■ **Data records**
▼

PR #274, opened 2017-06-30
Don't blow up when imitating a thing with generators on it

### LINKED ISSUE #273: Generator support
Up to this point, td.js has never had support for [ES generator functions](https://developer.mozilla.org/en-US/docs/Web/JavaScript/Reference/Statements/function*). This is a pretty large language feature, so I'm immediately intimidated of approaching it to naively. I'm not even sure yet how a generator user would _want_ it to work.

I've been reading a little bit from activity on our [sinon friends](https://github.com/sinonjs/sinon) repo, and found [this fork](https://github.com/ingameio/SinonES6.JS/commit/cf356ce29e8d36122e24cf1428cceefca8845184), which (I think) proposes simply wrapping a normal fake function in a generator, presumably so `next()` and `yield *` can be used, even if it just keeps returning whatever it's been stubbed to.

searls:
td.js does not yet support generator functions and we don't have a concept of faking / imitating them  since their stubbing needs are quite different from standard functions. However, as of the 3.2 release, anything users imitate that contain native generators will explode. This should fix that.

- [x] don't fake the generator with a test double to start with
- [ ] bail out when trying to change the constructor; either in chainPrototype (very deep) or in isPrimitiveLike (preventing the recurse step). 

The latter approach is cleaner and less likely to taint generators, but would prevent imitation of any user-defined properties on it. The former is more surgical in that it's possible we mess up something on the generators' prototype like next()

Fixes #273


searls:
My feeling is I should probably go with the isPrimitiveLike patch and rename it to something more intent-revealing like `isUnsupportedType()`

PR #315, opened 2026-08-26
feat: Make per_file rule support severities

### LINKED ISSUE #309: Add severities attribute to per_file
### Describe the task

We should have parity between the monolithic and per_file rules.
The per_file version of the rule currently does not accept severities as attributes and fails even for low-priority issues.

### Scope

- Refactor per_file into a build and a test rule. (CodeChecker should only be called in the build rule, just as in the monolithic rule)
- Add a severities attribute to the pre_file rule. (Handle it the same way as monolithic, without CodeChecker)

### Definition of Done

- Users can define severities for the per_file test target too.

furtib:
Development halted until issues with integration are ironed out. #199 
Why:
We want complete feature parity between the monolithic and the per_file rule.
The per_file rule currently does not support the severities attribute.

The per_file rule should behave exactly the same during parsing, and when checking the severities, any difference between the two should be considered a bug, not a feature.
That's why, instead of rewriting the logic for parsing and checking severities, I have reused the well-tested monolithic implementation.

What:
- Refactored necessary functions out of the codechecker script into a shared common library.
- Created a parse step for the per_file rule, reusing the one used for the monolithic version.
- Created a test step for the per_file rule, reusing the severity-checking function of the monolithic rule.

Addresses:
Fixes: #309
Fixes: #279 

Depends on: #311

### DIFF
--- a/test/unit/caching/BUILD
+++ b/test/unit/caching/BUILD
@@ -33,14 +33,14 @@ caching_test(
 
 caching_test(
     name = "caching_per_file_test",
-    expected_action_count = 1,
+    expected_action_count = 2,
     file_to_modify = "secondary.cc",
     target_name = "per_file_caching",
 )
 
 caching_test(
     name = "caching_per_file_ctu_test",
-    expected_action_count = 2,
+    expected_action_count = 3,
     file_to_modify = "secondary.cc",
     target_name = "per_file_caching_ctu",
 )
--- a/src/BUILD
+++ b/src/BUILD
@@ -12,6 +12,14 @@
 # See the License for the specific language governing permissions and
 # limitations under the License.
 load("@rules_python//python:py_binary.bzl", "py_binary")
+load("@rules_python//python:py_library.bzl", "py_library")
+
+py_library(
+    name = "common",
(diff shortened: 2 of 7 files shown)


Szelethus (commented):
So, much of this PR is completely trivial refactoring. I'd prefer to have the NFC parts land separately, because it'd make the review easier. Of substance, the patch looks mostly right, and I agree with the overall direction of reusing more code. Speaking of that, I wish we could resurrect #141...

test/unit/caching/BUILD
```diff
@@ -33,14 +33,14 @@ caching_test(
...
-    expected_action_count = 1,
+    expected_action_count = 2,
     file_to_modify = "secondary.cc",
     target_name = "per_file_caching",
 )
 
 caching_test(
     name = "caching_per_file_ctu_test",
-    expected_action_count = 2,
+    expected_action_count = 3,
```
Szelethus: What are we seeing here?

furtib: The parse action is a separate action, thus, the action count is increased, as expected.

PR #317, opened 2026-08-26
ci: Remove Release prefix from release name

furtib:
Why:
We want the release name to be the same as the tag name.

What:
- Changed the name parameter for the release from `Release <tagname>` to `<tagname>`

Addresses:
none


Szelethus (changes requested):
Sorry, my remark was confusing. I had only issues with the "Release " prefix. It should only be the tag name, like the other releases.

Szelethus (approved):
sweet

PR #318, opened 2026-08-27
test: integrate compile_flags tests into the skylib test

furtib:
Why:
We want to integrate all of our tests into Bazel. The unit test macro is unnecessarily bulky for tests written in `compile_flags`; they can be checked much more easily and quickly using Skylib tests.

What:
- removed compile_flags test
- Added conly and cxxonly flag tests to the Skylib tests

Addresses:
#210


Szelethus (commented):
Why not combine the 4 tests into two? For the `*.c` file, assert that `__CXX__` is absent and `__CONLY__` is present, and likewise for `*.cc`. That would be more expressive as well IMO.

Szelethus (approved):
LGTM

▲

■ **Assignment**
All of the entries should be repeated word for word.

■ **Result of the exercise**
PR #274, opened 2017-06-30
Don't blow up when imitating a thing with generators on it

### LINKED ISSUE #273: Generator support
Up to this point, td.js has never had support for [ES generator functions](https://developer.mozilla.org/en-US/docs/Web/JavaScript/Reference/Statements/function*). This is a pretty large language feature, so I'm immediately intimidated of approaching it to naively. I'm not even sure yet how a generator user would _want_ it to work.

I've been reading a little bit from activity on our [sinon friends](https://github.com/sinonjs/sinon) repo, and found [this fork](https://github.com/ingameio/SinonES6.JS/commit/cf356ce29e8d36122e24cf1428cceefca8845184), which (I think) proposes simply wrapping a normal fake function in a generator, presumably so `next()` and `yield *` can be used, even if it just keeps returning whatever it's been stubbed to.

searls:
td.js does not yet support generator functions and we don't have a concept of faking / imitating them  since their stubbing needs are quite different from standard functions. However, as of the 3.2 release, anything users imitate that contain native generators will explode. This should fix that.

- [x] don't fake the generator with a test double to start with
- [ ] bail out when trying to change the constructor; either in chainPrototype (very deep) or in isPrimitiveLike (preventing the recurse step). 

The latter approach is cleaner and less likely to taint generators, but would prevent imitation of any user-defined properties on it. The former is more surgical in that it's possible we mess up something on the generators' prototype like next()

Fixes #273


searls:
My feeling is I should probably go with the isPrimitiveLike patch and rename it to something more intent-revealing like `isUnsupportedType()`

PR #315, opened 2026-08-26
feat: Make per_file rule support severities

### LINKED ISSUE #309: Add severities attribute to per_file
### Describe the task

We should have parity between the monolithic and per_file rules.
The per_file version of the rule currently does not accept severities as attributes and fails even for low-priority issues.

### Scope

- Refactor per_file into a build and a test rule. (CodeChecker should only be called in the build rule, just as in the monolithic rule)
- Add a severities attribute to the pre_file rule. (Handle it the same way as monolithic, without CodeChecker)

### Definition of Done

- Users can define severities for the per_file test target too.

furtib:
Development halted until issues with integration are ironed out. #199 
Why:
We want complete feature parity between the monolithic and the per_file rule.
The per_file rule currently does not support the severities attribute.

The per_file rule should behave exactly the same during parsing, and when checking the severities, any difference between the two should be considered a bug, not a feature.
That's why, instead of rewriting the logic for parsing and checking severities, I have reused the well-tested monolithic implementation.

What:
- Refactored necessary functions out of the codechecker script into a shared common library.
- Created a parse step for the per_file rule, reusing the one used for the monolithic version.
- Created a test step for the per_file rule, reusing the severity-checking function of the monolithic rule.

Addresses:
Fixes: #309
Fixes: #279 

Depends on: #311

### DIFF
--- a/test/unit/caching/BUILD
+++ b/test/unit/caching/BUILD
@@ -33,14 +33,14 @@ caching_test(
 
 caching_test(
     name = "caching_per_file_test",
-    expected_action_count = 1,
+    expected_action_count = 2,
     file_to_modify = "secondary.cc",
     target_name = "per_file_caching",
 )
 
 caching_test(
     name = "caching_per_file_ctu_test",
-    expected_action_count = 2,
+    expected_action_count = 3,
     file_to_modify = "secondary.cc",
     target_name = "per_file_caching_ctu",
 )
--- a/src/BUILD
+++ b/src/BUILD
@@ -12,6 +12,14 @@
 # See the License for the specific language governing permissions and
 # limitations under the License.
 load("@rules_python//python:py_binary.bzl", "py_binary")
+load("@rules_python//python:py_library.bzl", "py_library")
+
+py_library(
+    name = "common",
(diff shortened: 2 of 7 files shown)


Szelethus (commented):
So, much of this PR is completely trivial refactoring. I'd prefer to have the NFC parts land separately, because it'd make the review easier. Of substance, the patch looks mostly right, and I agree with the overall direction of reusing more code. Speaking of that, I wish we could resurrect #141...

test/unit/caching/BUILD
```diff
@@ -33,14 +33,14 @@ caching_test(
...
-    expected_action_count = 1,
+    expected_action_count = 2,
     file_to_modify = "secondary.cc",
     target_name = "per_file_caching",
 )
 
 caching_test(
     name = "caching_per_file_ctu_test",
-    expected_action_count = 2,
+    expected_action_count = 3,
```
Szelethus: What are we seeing here?

furtib: The parse action is a separate action, thus, the action count is increased, as expected.

PR #317, opened 2026-08-26
ci: Remove Release prefix from release name

furtib:
Why:
We want the release name to be the same as the tag name.

What:
- Changed the name parameter for the release from `Release <tagname>` to `<tagname>`

Addresses:
none


Szelethus (changes requested):
Sorry, my remark was confusing. I had only issues with the "Release " prefix. It should only be the tag name, like the other releases.

Szelethus (approved):
sweet

PR #318, opened 2026-08-27
test: integrate compile_flags tests into the skylib test

furtib:
Why:
We want to integrate all of our tests into Bazel. The unit test macro is unnecessarily bulky for tests written in `compile_flags`; they can be checked much more easily and quickly using Skylib tests.

What:
- removed compile_flags test
- Added conly and cxxonly flag tests to the Skylib tests

Addresses:
#210


Szelethus (commented):
Why not combine the 4 tests into two? For the `*.c` file, assert that `__CXX__` is absent and `__CONLY__` is present, and likewise for `*.cc`. That would be more expressive as well IMO.

Szelethus (approved):
LGTM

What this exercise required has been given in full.